Note that the expected average degree of the null model is \[\lambda \sim \frac{\|\theta\|_1^2}{n}.\] We have \(\|\theta\|_2 \ge \frac{\|\theta\|_1}{\sqrt n}\), hence, in the wrost case \(\|\theta\|_2 = \frac{\|\theta\|_1}{\sqrt n} \asymp \sqrt{\lambda}\) and the condition is equivalent to \(\sqrt{\lambda} \to 0\), that is, the expected average degree \(\lambda\) vanishes asympototically.

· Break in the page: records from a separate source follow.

PR #2327, opened 2025-11-03
Remove dependency on srecord

Timmmm:
The linked issue was resolved 6 years ago so it's probably safe to use the new flag.

Draft because I'm not sure how to actually test this. Is it used anywhere with Verilator?

### DIFF
--- a/examples/sw/benchmarks/coremark/ibex/core_portme.mak
+++ b/examples/sw/benchmarks/coremark/ibex/core_portme.mak
@@ -92,8 +92,8 @@ $(OPATH)$(PORT_DIR)/%$(OEXT) : %.s
 port_postbuild:
 	riscv32-unknown-elf-objdump -SD $(OPATH)coremark.elf > $(OPATH)coremark.dis
 	riscv32-unknown-elf-objcopy -O binary $(OPATH)coremark.elf $(OPATH)coremark.bin
-	srec_cat $(OPATH)coremark.bin -binary -offset 0x0000 -byte-swap 4 -o  $(OPATH)coremark.vmem -vmem
-
+	riscv32-unknown-elf-objcopy -O verilog --reverse-bytes=4 --verilog-data-width=4 \
+	    $(OPATH)coremark.elf $(OPATH)coremark.vmem
 
 # FLAG : OPATH
 # Path to the output folder. Default - current folder.
--- a/examples/sw/simple_system/common/common.mk
+++ b/examples/sw/simple_system/common/common.mk
@@ -52,15 +52,11 @@ endif
 %.dis: %.elf
 	$(OBJDUMP) -fhSD $^ > $@
 
-# Note: this target requires the srecord package to be installed.
-# XXX: This could be replaced by objcopy once
-# https://sourceware.org/bugzilla/show_bug.cgi?id=19921
-# is widely available.
-%.vmem: %.bin
-	srec_cat $^ -binary -offset 0x0000 -byte-swap 4 -o $@ -vmem
+%.vmem: %.elf
+	$(OBJCOPY) -O verilog --reverse-bytes=4 --verilog-data-width=4 $< $@
 
 %.bin: %.elf
-	$(OBJCOPY) -O binary $^ $@
+	$(OBJCOPY) -O binary $< $@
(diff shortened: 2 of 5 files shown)


examples/sw/benchmarks/coremark/ibex/core_portme.mak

It is quite reasolable that most methods would fail when \(\lambda \to 0\).
In all other cases, the situation is better. In particular, the above experiment shows that even for a sufficiently small \(\lambda = 5\) and a fairly large \(n = 2000\), NAC tests can still be perfect for this problem.